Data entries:
------------------------------------------------------------

PR #88, opened 2020-04-07
Feature/lfa 1612 allow single letter companies

mattch1:
Allow companies with single letetr prefix to access company details - changed the regex to allow 1 or 2.

Changed padding to check for two letter prefixes first (as two letters are considered to be 1 lettered as well by regex) if not code checks for 1 letetr and pads.

Unit tests for new regex validation and for the padding.

### DIFF
--- a/src/controllers/company.number.controller.ts
+++ b/src/controllers/company.number.controller.ts
@@ -36,7 +36,6 @@ const formatCompanyNumber = (companyNumber: string, leadPoint: number, padStart:
   const leadingLetters = companyNumber.substring(0, leadPoint);
   let trailingChars = companyNumber.substring(leadPoint, companyNumber.length);
   trailingChars = trailingChars.padStart(padStart, "0");
-  logger.debug("`n >>>>>>>>>>> TRAILING CHARS: " + trailingChars);
   return leadingLetters + trailingChars;
 };
 
--- a/src/controllers/company.number.controller.ts
+++ b/src/controllers/company.number.controller.ts
@@ -21,11 +21,10 @@ const preValidators = [
 // pads company number to 8 digits with 0's and removes whitespace
 const padCompanyNumber = async (req: Request, res: Response, next: NextFunction): Promise<void> => {
   let companyNumber: string = req.body.companyNumber;
-  if (/^([a-zA-Z]{2}?)/gm.test(companyNumber)) {
-    const leadingLetters = companyNumber.substring(0, 2);
-    let trailingChars = companyNumber.substring(2, companyNumber.length);
-    trailingChars = trailingChars.padStart(6, "0");
-    companyNumber = leadingLetters + trailingChars;
+  if (/^([a-zA-Z]{1}?)/gm.test(companyNumber)) {
+    companyNumber = formatCompanyNumber(companyNumber, 1, 7);
+  } else if (/^([a-zA-Z]{2}?)/gm.test(companyNumber)) {
+    companyNumber = formatCompanyNumber(companyNumber, 2, 6);
   } else {
     companyNumber = companyNumber.padStart(8, "0");
   }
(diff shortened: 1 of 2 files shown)


src/controllers/company.number.controller.ts
```diff
@@ -22,21 +22,27 @@ const preValidators = [
...
+  let trailingChars = companyNumber.substring(leadPoint, companyNumber.length);
+  trailingChars = trailingChars.padStart(padStart, "0");
+  return leadingLetters + trailingChars;
+};
+
 // validator middleware that checks for invalid characters in the input
 const postValidators = [
   check("companyNumber").blacklist(" ").escape().custom((value: string) => {
-    if (!/^([a-zA-Z]{2})?[0-9]{6,8}$/gm.test(value)) {
+    if (!/^([a-zA-Z]{1,2})?[0-9]{6,8}$/gm.test(value)) {
```
ICoxCH, line 45: Does this validator work if a 1 letter, 7 number string was passed to it?
Looks to me as if its expecting 'one or none' of 1 letter, or 2 letters.
Followed by either 6 numbers, or 8 numbers.
(My regex is rusty so I may be missing something here)

markpit: It allows a 1 letter 6 number through which I don't think is correct.
H123456
you can test it on https://regex101.com/

src/controllers/company.number.controller.ts
```diff
@@ -22,21 +22,27 @@ const preValidators = [
 const padCompanyNumber = async (req: Request, res: Response, next: NextFunction): Promise<void> => {
   let companyNumber: string = req.body.companyNumber;
   if (/^([a-zA-Z]{2}?)/gm.test(companyNumber)) {
-    const leadingLetters = companyNumber.substring(0, 2);
-    let trailingChars = companyNumber.substring(2, companyNumber.length);
-    trailingChars = trailingChars.padStart(6, "0");
-    companyNumber = leadingLetters + trailingChars;
+    companyNumber = formatCompanyNumber(companyNumber, 2, 6);
```
mwestacott, line 25: If we know a company number is always 8 chars long (I think it is, and the two scenarios here suggest that), could you dispense with the second parameter to your 'formatCompanyNumber' function and just calculate the 'padStart' variable as '8 - leadPoint'?

src/controllers/company.number.controller.ts
ICoxCH: Seems it also lets through 'just 6 numbers' and '2 letters 8 numbers'

markpit: try this : ^[0-9]{8}|([a-zA-Z]{1})[0-9]{7}|([a-zA-Z]{2})[0-9]{6}$

mattch1: This is based on existing pattern in extensions: 
if (!/^([a-zA-Z]{2})?[0-9]{6,8}$/gm.test(value)) {

so I thought we were aware of its shortcomings as this allows thing like:
HA12345678
345678

If it is of concern then we need to raise a ticket to fix this in extensions as well.

ICoxCH: ^[0-9]{8}$|^([a-zA-Z]{1})[0-9]{7}$|^([a-zA-Z]{2})[0-9]{6}$
This appears to work? Adds start and end of string checks to each or section

mattch1: I understand why this ipassed previously if we look at the code as a whole the regex check happens in the post validator after we pad shart code such as "H123456" with 0s so this becomes H0123456 there is also a check to ensure that the string is 8 characters long.

src/controllers/company.number.controller.ts
mattch1: Updated.

src/controllers/company.number.controller.ts
ICoxCH: Should we update the validator anyway? I get that currently it all works as expected.
But if in future the padding method changes or doesn't work as expected. We want to ensure the validator would pick that up and fail it?

markpit: can we update this regex to ^[0-9]{8}$|^([a-zA-Z]{1})[0-9]{7}$|^([a-zA-Z]{2})[0-9]{6}$. to make it more accurate

mattch1: The unit tests would alert us to that - there is test that looks at 6400 and expects 00006400, this would start to fail and prompt further changes. However, we want the code to be as robust as it can be so will change.

mattch1: Updated regex to this new pattern.

PR #96, opened 2020-04-15
Updated jest, kind-of and nodemon to fix vulnerabilities

SVarallo:
Jira ticket at: https://companieshouse.atlassian.net/browse/LFA-1633


package.json
```diff
@@ -37,11 +37,12 @@
     "@types/jest": "^24.0.0",
     "@types/nunjucks": "^3.1.1",
     "@types/supertest": "^2.0.7",
-    "jest": "^24.1.0",
+    "jest": "^25.3.0",
```
ICoxCH, line 40: i believe ts-jest should be updated to match this version

SVarallo: Updated to 25.3.1 👍

PR #97, opened 2020-04-16
LFA-1628 Report confirmation statement as late when appropriate

mwestacott:


src/controllers/confirmation.controller.ts
```diff
@@ -92,10 +92,21 @@ const route = async (req: Request, res: Response, next: NextFunction): Promise<v
       return next(new Error("No new filing due date returned by the PTF API"));
     }
 
+    let overdueFiling: string;
+    if (companyProfile.isAccountsOverdue && !companyProfile.isConfirmationStatementOverdue) {
+      overdueFiling = "accounts";
+    } else if (companyProfile.isAccountsOverdue && companyProfile.isConfirmationStatementOverdue) {
+      overdueFiling = "accounts and confirmation statement";
+    } else {
+      // TODO Handle scenario when only confirmation statement is overdue LFA-1479
```
mwestacott, line 101: Tackling this story next...

src/controllers/confirmation.controller.ts
```diff
@@ -92,10 +92,21 @@ const route = async (req: Request, res: Response, next: NextFunction): Promise<v
       return next(new Error("No new filing due date returned by the PTF API"));
     }
 
+    let overdueFiling: string;
+    if (companyProfile.isAccountsOverdue && !companyProfile.isConfirmationStatementOverdue) {
```
markpit, line 96: how about:
`let overdueFiling: string;
    if (companyProfile.isAccountsOverdue) {
      overdueFiling = "accounts";
      if (companyProfile.isConfirmationStatementOverdue) {
        overdueFiling = overdueFiling.concat(" and confirmation statement");
      }
    } else {
      // TODO Handle scenario when only confirmation statement is overdue LFA-1479
      overdueFiling = "UNDEFINED";
    }`

src/controllers/confirmation.controller.ts
```diff
@@ -92,10 +92,21 @@ const route = async (req: Request, res: Response, next: NextFunction): Promise<v
       return next(new Error("No new filing due date returned by the PTF API"));
     }
 
+    let overdueFiling: string;
```
markpit, line 95: how about:
let overdueFiling: string;
    if (companyProfile.isAccountsOverdue) {
      overdueFiling = "accounts";
      if (companyProfile.isConfirmationStatementOverdue) {
        overdueFiling = overdueFiling.concat(" and confirmation statement");
      }
    } else {
      // TODO Handle scenario when only confirmation statement is overdue LFA-1479
      overdueFiling = "UNDEFINED";
    }

src/controllers/confirmation.controller.ts
markpit, line 96:
```suggestion
    let overdueFiling: string;
    if (companyProfile.isAccountsOverdue) {
      overdueFiling = "accounts";
      if (companyProfile.isConfirmationStatementOverdue) {
        overdueFiling = overdueFiling.concat(" and confirmation statement");
      }
    } else {
      // TODO Handle scenario when only confirmation statement is overdue LFA-1479
      overdueFiling = "UNDEFINED";
    }
```

markpit: what do you think?

markpit: actually forget it, the conf statement bit would need another if, whereas yours doesn't

PR #98, opened 2020-04-17
LFA-1479 Show correct text when only confirmation statement is overdue

mwestacott:


src/controllers/confirmation.controller.ts
```diff
@@ -119,4 +115,18 @@ const route = async (req: Request, res: Response, next: NextFunction): Promise<v
   }
 };
 
+const getOverdueFiling = (companyProfile: PTFCompanyProfile): string => {
+  let overdueFiling: string = "";
+
+  if (companyProfile.isAccountsOverdue && !companyProfile.isConfirmationStatementOverdue) {
```
mwestacott, line 121: I think this is the most readable format. @markpit what do you think?

markpit: looks good

markpit: there is actually a trick I discovered.
const getOverdueFiling = ({isAccountsOverdue, isConfirmationStatementOverdue}): string =>

call the method as normal, you can then use the fields from companyProfile directly!

mwestacott: Yes, that seems to work a treat. Updated.

PR #100, opened 2020-04-21
back link changes for warning screen

mattch1:
Back links to all screens except the two authentication screens:
login
authentication code

A typical back link journey would be:
still-required -> warning -> check-company -> company-number -> company-required (start screen)

Changes here are to add the warning screen to the back link journey


src/controllers/still.required.controller.ts
```diff
@@ -22,9 +22,12 @@ const validators = [
  */
 export const getRoute = async (req: Request, res: Response, next: NextFunction): Promise<void> => {
 
-  const companyName: string = getPromiseToFileSessionValue(req.chSession, COMPANY_PROFILE).companyName;
+  const company: PTFCompanyProfile = getPromiseToFileSessionValue(req.chSession, COMPANY_PROFILE);
+  const companyName: string = company.companyName;
+  const backLinkUrl: string = `/company-required/company/${company.companyNumber}/warning`;
```
markpit, line 27: can this go i the Templates file? to avoid hard coding urls

markpit: or just keep the url in the html and just pass the companyNumber into the html

markpit: further down in this same file on line 56 it uses the pageUrls, you should do the same

const url = COMPANY_REQUIRED_CONFIRMATION.replace(":companyNumber", companyProfile.companyNumber);

mattch1: Removed hardcoding from the code - added this to the url file and as suggested replace :companyNumber.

------------------------------------------------------------

**Assignment:** Among the entries, count how many lines hold the string "ensure", then state only that number.

**Answer to this problem:** 2